OCMA’s Father-Son Duo

Like Jackson Pollock, he favored the nonrepresentational over the representational. Like Georgia O’Keefe, he moved to New Mexico to paint in solitude. Yet much unlike any other American contemporary artist, Paul Sarkisian, whose various prolific styles of art making are represented at a current exhibition at the Orange County Museum of Art (OCMA), worked industriously for years to create dozens of paintings that take photorealism to an entirely new level of precision.

Courtesy of OCMA
Courtesy of OCMA

“Sarkisian and Sarkisian” is the first survey of Paul Sarkisian’s work that covers his entire 50-year career. It is also the first exhibition to pair Sarkisian’s work with that of his son and fellow artist, Peter Sarkisian and opened Sunday, along with “Time Capsule,” a selection of artworks recently collected by OCMA that each date from the 1970s or 1980s. The museum hosted a reception Saturday evening for the two exhibitions, welcoming Orange County’s most fashionable to the small museum in Newport Beach.

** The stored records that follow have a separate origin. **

PR #1056, opened 2020-07-01
Fix tests using wrong AWS credentials.

NickGoog:
Boto falls back on other credentials files or environment variables when fields aren't present in a Boto config file.
For those with AWS CLI installed, this meant an `~/.aws/credentials` file was giving Boto credentials even when we tried to anonymize a test client.

Documentation:
http://boto.cloudhackers.com/en/latest/boto_config_tut.html

### DIFF
--- a/gslib/tests/testcase/integration_testcase.py
+++ b/gslib/tests/testcase/integration_testcase.py
@@ -1137,8 +1137,13 @@ class GsUtilIntegrationTestCase(base.GsUtilTestCase):
 
     with SetBotoConfigForTest(boto_config_for_test, use_existing_config=False):
       # Make sure to reset Developer Shell credential port so that the child
-      # gsutil process is really anonymous.
-      with SetEnvironmentForTest({'DEVSHELL_CLIENT_PORT': None}):
+      # gsutil process is really anonymous. Also, revent Boto from falling back
+      # on credentials from other files like ~/.aws/credentials or environment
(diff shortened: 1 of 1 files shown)


gslib/tests/testcase/integration_testcase.py
```diff
@@ -1135,11 +1136,23 @@ def SetAnonymousBotoCreds(self):
...
+    if AWS_SECRET_ACCESS_KEY in os.environ:
+      saved_aws_secrety_access_key = os.environ[AWS_SECRET_ACCESS_KEY]
+    os.environ[AWS_SECRET_ACCESS_KEY] = '_'
+
+    try:
+      with SetBotoConfigForTest(boto_config_for_test,
+                                use_existing_config=False):
+        # Make sure to reset Developer Shell credential port so that the child
+        # gsutil process is really anonymous.
+        with SetEnvironmentForTest({'DEVSHELL_CLIENT_PORT': None}):
```
dilipped, line 1151: Isn't this function setting the envs for you? Can we just pass the values to this function?

NickGoog: Wow, I didn't see that

dilipped:
You have a third_party module in there. Probably got committed accidentally?

NickGoog:
Was accidentally in a detached head state inside a submodule at the time of commit.

PR #1059, opened 2020-07-06
Fixes regex conflicts with CloudSDK detection

thomasmaclean:
I cases where tests are run via a version of Gsutil invoked via CloudSDK, the user agent will have a CloudSDK suffix appended, which will interfere with a `$` in regex comparisons of the resulting user agent string. I've now mocked out the CloudSDK detection completely in cases where the `$` is necessary (i.e. when checking whether we are looking at `command/cp` or `command/cp-DaisyChain`), and removed it where it was superfluous.


NickGoog:
Did you run yapf? Travis error seems related to that.

PR #1656, opened 2023-01-10
Adding notes about shim updates for gcloud storage 1.2

thomasmaclean:


gslib/addlhelp/shim.py
```diff
@@ -96,6 +106,12 @@
     are ignored for cloud objects. This is fixed for the shim and gcloud
     storage.
 
+  iam
```
NickGoog, line 109: See the design doc's second item in the caveats section (not posting links externally)

NickGoog (approved):

gslib/addlhelp/shim.py
thomasmaclean: I just added a note about it.

PR #1659, opened 2023-01-12
Fix rpo get shimming command

carlosmerec:
There is a failing test for rpo command:  [test](https://github.com/GoogleCloudPlatform/gsutil/blob/a238e7e3500461dcd8ab15fcb6e7523a2b0f1e51/gslib/tests/test_rpo.py#L238)

The problem is that the [shimming_command_for_rpo_get](https://github.com/GoogleCloudPlatform/gsutil/blob/a238e7e3500461dcd8ab15fcb6e7523a2b0f1e51/gslib/commands/rpo.py#L86) crashes when an s3 bucket is passed due to `sub`  [transform_function](https://cloud.google.com/sdk/gcloud/reference/topic/projections) is expecting a string value, but instead is getting a `None` value, this PR fixes this issue by replacing the `sub` function for the `format` function

### DIFF
--- a/gslib/tests/test_rpo.py
+++ b/gslib/tests/test_rpo.py
@@ -102,8 +102,8 @@ class TestRpoUnit(testcase.GsUtilUnitTestCase):
         info_lines = '\n'.join(mock_log_handler.messages['info'])
         self.assertIn(('Gcloud Storage Command: {} storage'
                        ' buckets list --format=value[separator=": "]'
-                       '(name.sub("^", "gs://"),rpo.yesno(no="None"))').format(
-                           os.path.join('fake_dir', 'bin', 'gcloud')),
+                       '(format("gs://{}", name),rpo.yesno(no="None"))').format(
+                           os.path.join('fake_dir', 'bin', 'gcloud'), r'{}'),
                       info_lines)
 
   def test_shim_translates_recovery_point_objective_set_command(self):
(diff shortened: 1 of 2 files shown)


gslib/tests/test_rpo.py
```diff
@@ -237,7 +237,16 @@ def test_s3_fails_for_set(self):
...
-                            expected_status=1)
-    self.assertIn('command can only be used for GCS buckets', stderr)
+    expected_status = 0 if self._use_gcloud_storage else 1
+    stdout, stderr = self.RunGsUtil(
+        ['rpo', 'get', suri(bucket_uri)],
+        return_stderr=True,
+        return_stdout=True,
+        expected_status=expected_status)
+    if self._use_gcloud_storage:
+      # TODO gcloud storage buckets list command doesn't raise an error when a
```
dilipped, line 247: I would say remove this TODO. The comment is slightly incorrect. gcloud storage shouldn't be raising an error for a list call as it is able to access the metadata of the biucket correctly. We are getting None here because of the format flag. The format flag is trying to access a field that is not present. In that case, returning None is the correct behavior. One solution can be that we populate the field's value as "Not available for S3" for the S3 Resource. You can create an internal bug. for this or add this to the bug (I can add it if you can send me the bug offline).

dilipped (approved):

gslib/tests/test_rpo.py
carlosmerec: Done!

PR #1667, opened 2023-01-26
Small help updates to acl examples and the cp -j flag

starsandskies:


gslib/commands/cp.py
```diff
@@ -484,7 +484,7 @@
                  uploaded objects retain the ``Content-Type`` and name of the
                  original files.
 
-                 Note that if you want to use `the top-level ``-m`` option
+                 Note that if you want to use the ``-m`` `top-level option
```
NickGoog, line 487: Should there be a backtick before "top-level"?

NickGoog (approved):

gslib/commands/cp.py
starsandskies: Yes, while I don't know the exact code logic, this is how to get hyperlinks to appear in the generated docs (see the -v flag below for a similar example). My strong suspicion is that in the original text here, the backticks for -m being embedded in the larger hyperlink backticks were what was messing with the last generation of the docs.

PR #1671, opened 2023-02-13
Fix error message for external account authorized user credentials

aeitzman:
Fix error handling for the new external account authorized user credential type and added tests.

The external account authorized user credential type was added previously in #1617 but the type was missed in hasConfiguredCredentials. This results in the CLI returning misleading error messages when a failure occurs when using the new type.


NickGoog:
Kokoro failures appear unrelated

PR #1672, opened 2023-02-14
Handles OAuthException from google-auth

lsirac:
gsutil does not handle OAuthException's from google-auth, which results in the entire stack trace being printed when an error occurs when using external account credentials. We should prompt the user to sign-in again in this case.

### DIFF
--- a/gslib/__main__.py
+++ b/gslib/__main__.py
@@ -36,7 +36,7 @@ import six
 from six.moves import configparser
 from six.moves import range
 
-from google.auth import exceptions
+from google.auth import exceptions as google_auth_exceptions
 import gslib.exception
 from gslib.exception import CommandException
 from gslib.exception import ControlCException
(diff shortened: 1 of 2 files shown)


gslib/__main__.py
```diff
@@ -760,6 +761,18 @@ def _RunNamedCommandAndHandleExceptions(command_runner,
     else:
       _OutputAndExit('You must re-authenticate with your SAML IdP. '
                      'Please run\n$ gsutil config')
+  except exceptions.OAuthError as e:
```
dilipped, line 764: Any reason for not combining this with line 706. You can do something like


except (oauth2client.client.HttpAccessTokenRefreshError,  exceptions.OAuthError) as e:
  ...

gslib/__main__.py
```diff
@@ -36,6 +36,7 @@
 from six.moves import configparser
 from six.moves import range
 
+from google.auth import exceptions
```
dilipped, line 39: `exceptions` is pretty generic, maybe you can add `as google_auth_exceptions`

PR #1674, opened 2023-02-17
Fix external_account_authorized_user implementation in wrapped_credentials.py + update google-auth dependency

aeitzman:
Changing wrapped_credentials to store the client_secret and refresh_token from external account authorized user credentials. External account credentials did not have these fields so they were never added to wrapped credentials in the previous implementation. This led to a caching bug where the library did not recognize a newer version of the external account authorized user credential since the caching key did not include the refresh token.

### DIFF
--- a/gslib/tests/test_wrapped_credentials.py
+++ b/gslib/tests/test_wrapped_credentials.py
@@ -197,6 +197,7 @@ class TestWrappedCredentials(testcase.GsUtilUnitTestCase):
     creds.access_token = ACCESS_TOKEN
     creds.token_expiry = datetime.datetime(2001, 12, 5, 0, 0)
     creds_json = creds.to_json()
+    self.maxDiff = None
     json_values = json.loads(creds_json)
     expected_json_values = {
         "_class":
@@ -204,7 +205,7 @@ class TestWrappedCredentials(testcase.GsUtilUnitTestCase):
         "_module":
             "gslib.utils.wrapped_credentials",
         "client_id":
-            "//iam.googleapis.com/locations/global/workforcePools/$WORKFORCE_POOL_ID/providers/$PROVIDER_ID",
+            "clientId",
         "access_token":
             ACCESS_TOKEN,
         "token_expiry":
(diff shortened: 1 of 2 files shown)


gslib/tests/test_wrapped_credentials.py
```diff
@@ -197,22 +197,23 @@ def testWrappedCredentialSerializationExternalAccountAuthorizedUser(self):
     creds.access_token = ACCESS_TOKEN
     creds.token_expiry = datetime.datetime(2001, 12, 5, 0, 0)
     creds_json = creds.to_json()
+    self.maxDiff = None
```
dilipped, line 200: Remove this

gslib/utils/wrapped_credentials.py
```diff
@@ -58,18 +58,26 @@ def __init__(self, base_creds):
...
-        raise TypeError("Invalid Credentials")
     self._base = base_creds
-    super(WrappedCredentials, self).__init__(access_token=self._base.token,
-                                             client_id=self._base._audience,
-                                             client_secret=None,
-                                             refresh_token=None,
-                                             token_expiry=self._base.expiry,
-                                             token_uri=None,
-                                             user_agent=None)
+    if isinstance(base_creds, external_account.Credentials):
```
dilipped, line 62: Nit: Maybe you can do
```
    if isinstance(base_creds, external_account.Credentials):
        client_secret = None
        refresh_token = None
    elif ...authotized_user.Credentials:
        client_secret = self._....
         ...
    else:
         raise..
    super(WrappedCredential).__init__(
        ...
        client_secret=client_secret, 
        ....
   )

```

dilipped:
@aeitzman looks like some of the dependencies within google-auth have been updated. Have you already tried installing the package locally via `pip install .` to ensure that there are no dependency conflicts. Unfortunately the kokoro tests don't use `pip` and wouldn't be able to point out any issues with depdency conflicts when trying to install via pip. It's only during the release process that we try running tests for Pip, so I would recommend trying to install the package locally on a fresh virtual env and ensure that there are no dependency conflicts.

aeitzman:
> 

Ran pip install . from fresh vritualenv, no depedency issues.

Issue #1517, opened 2022-05-24
gsutil assumes read/write access to: /usr/lib/google-cloud-sdk/platform/gsutil


ulisesL:
gsutil assumes read/write access to: **/usr/lib/google-cloud-sdk/platform/gsutil**

The issue becomes apparent when the gsutil's mtls configuration is enabled. The temporary client cert will not be able to be created in the path above, which leads to a file not found exception. The file is not found because creation fails due to write restrictions in **/usr/lib/google-cloud-sdk/platform/gsutil**.

PR #1680, opened 2023-03-14
Change state directory for mTLS.

rrauber:
Temporary certificate files used to be in the gsutil install directory. Now they're in the directory that contains the tracker file directory, which is controlled by the `state_dir` boto config option. Addresses #1517.

It looks like a recent PR didn't run the formatter, so there's some noise in this PR. The novel changes are in `context_config.py` and `test_context_config.py`.

### DIFF
--- a/gslib/context_config.py
+++ b/gslib/context_config.py
@@ -27,6 +27,7 @@ from boto import config
 
 import gslib
 from gslib import exception
+from gslib.utils import boto_util
 from gslib.utils import execution_util
 
 # Maintain a single context configuration.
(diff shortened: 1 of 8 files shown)


NickGoog:
>> they're in the tracker file directory
I think mTLS should be in the *parent* of the tracker directory. When I think something is wrong with tracker files, I personally just delete the entire tracker file directory and this operation should have no connection to mTLS.

rrauber:
Updated the description, the state directory actually does contain a separate directory for tracker files: https://github.com/GoogleCloudPlatform/gsutil/blob/c43122ce3515cae034c28c0e2c0f1f2aafece0f7/gslib/tracker_file.py#L89

NickGoog (approved):

PR #1683, opened 2023-03-23
Fix invalid value for property api_endpoint_overrides/storage

carlosmerec:
When the `shim` is used the following error is thrown by `gcloud`:

```
Invalid value for property [api_endpoint_overrides/storage]: The endpoint_overrides property must be an absolute URI beginning with http:// or https:// and ending with a trailing '/'. [https://storage.googleapis.com/storage/v1] is not a valid endpoint override.
```

### DIFF
--- a/gslib/tests/test_shim_util.py
+++ b/gslib/tests/test_shim_util.py
@@ -1082,7 +1082,7 @@ class TestBotoTranslation(testcase.GsUtilUnitTestCase):
       self.assertEqual(
           env_vars, {
               'CLOUDSDK_API_ENDPOINT_OVERRIDES_STORAGE':
-                  'https://foo_host:1234/storage/v2',
+                  'https://foo_host:1234/storage/v2/',
           })
 
   def test_gcs_json_endpoint_translation_with_missing_port(self):
@@ -1094,10 +1094,11 @@ class TestBotoTranslation(testcase.GsUtilUnitTestCase):
     }):
       flags, env_vars = self._fake_command._translate_boto_config()
       self.assertEqual(flags, [])
-      self.assertEqual(env_vars, {
-          'CLOUDSDK_API_ENDPOINT_OVERRIDES_STORAGE':
-              'https://foo_host/storage/v2',
-      })
+      self.assertEqual(
+          env_vars, {
+              'CLOUDSDK_API_ENDPOINT_OVERRIDES_STORAGE':
+                  'https://foo_host/storage/v2/',
+          })
 
   def test_gcs_json_endpoint_translation_usees_default_version_v1(self):
     with _mock_boto_config(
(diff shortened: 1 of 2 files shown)


gslib/tests/test_shim_util.py
```diff
@@ -1110,9 +1111,24 @@ def test_gcs_json_endpoint_translation_usees_default_version_v1(self):
       self.assertEqual(
           env_vars, {
               'CLOUDSDK_API_ENDPOINT_OVERRIDES_STORAGE':
-                  'https://foo_host:1234/storage/v1'
+                  'https://foo_host:1234/storage/v1/'
           })
 
+  def test_gcs_json_endpoint_translation_should_start_with_https(self):
```
dilipped, line 1117: Isn't the test above taking care of ensuring `https` is present? Do we really need this additional test?

gslib/tests/test_shim_util.py
```diff
@@ -1110,9 +1111,24 @@ def test_gcs_json_endpoint_translation_usees_default_version_v1(self):
...
+    with _mock_boto_config({'Credentials': {'gs_json_host': 'foo_host',}}):
+      flags, env_vars = self._fake_command._translate_boto_config()
+      self.assertEqual(flags, [])
+      self.assertTrue(
+          env_vars['CLOUDSDK_API_ENDPOINT_OVERRIDES_STORAGE'].startswith(
+              'https://'))
+
+  def test_gcs_json_endpoint_translation_should_end_with_trailing_slash(self):
```
dilipped, line 1125: Ditto. Feels like test_gcs_json_endpoint_translation is already taking care of ensuring the endpoint ends with  a slash?

gslib/tests/test_shim_util.py
carlosmerec: Yeah, implicitly is testing that, I should probably delete this and add a comment?, I wanted to be clear that the `https` string must be present at the beginning of the string when the translation is made.

gslib/tests/test_shim_util.py
carlosmerec: It is the same reason as above, be explicit about the requirement that the string should end with a trailing `/`, but probably a comment is enough?

gslib/tests/test_shim_util.py
dilipped: I see. Yeah, a comment should be enough. We can skip the extra test.

gslib/tests/test_shim_util.py
dilipped: Same here, comment should be enough.

carlosmerec:
For the Kokoro tests, the linux ones fail due to `BUILD FAILED` and the mac os one is because of a test failure but it seems it is unrelated.

PR #1684, opened 2023-03-23
Update help doc references to gsutil config

starsandskies:
Notably, this doesn't update the core `gsutil config` reference doc itself. My understanding is that update is being taken care of separately, but I'd be happy to fold it into this PR!


gslib/addlhelp/creds.py
```diff
@@ -40,23 +40,24 @@
...
-  are located at ~/.boto unless a different path is specified in the BOTO_CONFIG
-  environment variable). However, gsutil will still look for credentials in the
-  boto config file if a type of non-GCS credential is needed that's not stored
-  in the gcloud credential store (e.g., an HMAC credential for an S3 account).
+  Once credentials have been configured via ``gcloud auth``, those credentials
+  are used regardless of whether the user has any boto configuration files
+  (which are located at ~/.boto unless a different path is specified in the
+  BOTO_CONFIG environment variable). However, gsutil still looks for credentials
+  in the boto config file if a type of non-GCS credential is needed that's not
+  stored in the gcloud credential store (e.g., an HMAC credential for an S3
```
NickGoog, line 48: This might be impacted by the fact that we're adding HMAC support to gcloud. Not sure if we plan on adding it to the wrapper script and passing HMAC from gcloud to gsutil @thomasmaclean

gslib/addlhelp/dev.py
```diff
@@ -96,20 +96,19 @@
        ./gsutil test -u
 
      If you made changes to boto, please run the boto tests. For these tests you
-     need to use HMAC credentials (from gsutil config -a), because the current
-     boto test suite doesn't import the OAuth2 handler. You'll also need to
-     install some python modules. Change directories into the boto root
-     directory at third_party/boto and run:
+     need to use HMAC credentials (from gsutil config -a), because the boto test
+     suite doesn't import the OAuth2 handler. You'll also need to install some
+     python modules. Change directories into the boto root directory at
```
NickGoog, line 101: Typo: `Python`

starsandskies: Done, though I assumed the crux of the comment was capitalization and not code font. Let me know if I'm mistaken

gslib/addlhelp/creds.py
starsandskies: If it is impacted, would it be possible to update the wording here separately? I only made superficial changes to this paragraph - it will continue to say basically the same thing it has been saying up to now.

NickGoog: @thomasmaclean should probably approve b/c he did the HMAC design

thomasmaclean: Although you will be able to specify the HMAC keys through properties in gcloud, the shim will have the ability pull in HMAC keys from the boto file, so this logic still stands.

Syam1388 (changes requested):
Hi

PR #1682, opened 2023-03-21
Post OOB OAuth2 deprecation changes to config help text

thomasmaclean:

PR #1685, opened 2023-03-27
Minor text changes to OAuth2 OOB changes

thomasmaclean:
Response to late-breaking suggestions from @starsandskies. See #1682.


starsandskies (approved):
LGTM!

PR #1691, opened 2023-04-24
Update broken Kokoro E2E tests.

NickGoog:
The underlying VMs running our tests changed.

* Added a "safe directory" for git. Git now blocks submodules in locations not owned by the current user. More info: https://stackoverflow.com/questions/72978485/git-submodule-update-failed-with-fatal-detected-dubious-ownership-in-repositor
* Removed pyenv update command. This isn't a pyenv command unless you install the pyenv-update package.
* Removed pyenv version fix that's no longer needed according to the bug that had been linked.

WIP: This does not yet fix the SSL issue for Python 3.5


test/ci/kokoro/run_integ_tests.sh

“When I went to Santa Fe, what I had in mind was a mid-career survey of his work,” explained OCMA Chief Curator Dan Cameron.

Cameron originally intended to create an exhibition composed of the work of Peter Sarkisian, who first achieved widespread popularity in the mid-1990s for his video sculptures and multimedia installations. During Cameron’s meeting with the younger Sarkisian in Santa Fe, where both father and son currently reside, the artist expressed that he had only recently discovered, after the passing of his mother in 2013, the many similarities between his own artwork and his father’s, and the idea for an exhibition of Paul’s photorealist paintings and Peter’s video art was born.

“I’ve started to see parallels that were never there. It’s been a wonderful and rewarding experience,” the younger Sarkisian explained to guests Saturday evening, in OCMA’s lobby, which is currently adorned with some of the older Sarkisian’s most recent artwork — large scale flowing cutout shapes in vibrant yellows and blues.

The rest of Paul Sarkisian’s works on display create disorienting yet intriguing illusions with their precise and meticulous realism and massive size.

At first glance, the enormous “Untitled (El Paso)” from 1972-1974, which occupies an entire wall, appears to be a black and white photograph of an actual shoe store in downtown El Paso, Texas. Yet it is really an actual-size acrylic representation of the store, a work that only gives its medium away when viewed close up.

“A work like this is almost impossible to explain,” said Cameron.

Paul Sarkisian’s other works on display, all acrylic paintings, create similar illusions, appearing to be collages, complete with shadows behind each representations of colored paper.

“They look like collages, but there is nothing collage-like about them,” Cameron said.

Perhaps Sarkisian owes his ability to produce such precise representations of mixed media using paint to his work ethic — he often worked 17 to 18 hours per day to create these works.

“You’d get a lot of work done if you had that much time,” Cameron joked.

Much of Peter Sarkisian’s artwork contains a similar precision, most works consisting of one familiar object — a pillow, a restaurant check, and a hot cup of coffee, to name a few — paired with high resolution video projections of fluff, a pencil, and brown liquid on these respective objects, and enhanced by appropriate sounds, bringing three-dimensional images to life in each gallery.

Sarkisian’s video sculptures are made up of video projections on large cubes in the center of two different galleries, and meld the concept of a sculpture — an object meant to be viewed from several angles — with the idea of a video as something one-dimensional, meant to be viewed from one direction.

“Hover,” from 1999, consists of four projections of a nude mother and child on each side of a metal cube at the center of a large gallery, showcasing a private event in the public sphere.

“It’s a domestic, intimate moment between mother and child but at the same time it’s not taking place where we expect it to,” Cameron said.

“Art is ubiquitous in culture. And it doesn’t matter where that culture is centered. It seeps through and covers everything we see, touch and interact with,” said Joseph S. Lewis, Dean of the UCI Claire Trevor School of the Arts, who attended Saturday’s reception.

OCMA’s newest exhibition, above all, demonstrates that talent runs in the Sarkisian family and should not be missed.

Students can view both “Sarkisian and Sarkisian” and “Time Capsule” at OCMA’s upcoming student night on Thursday May 8.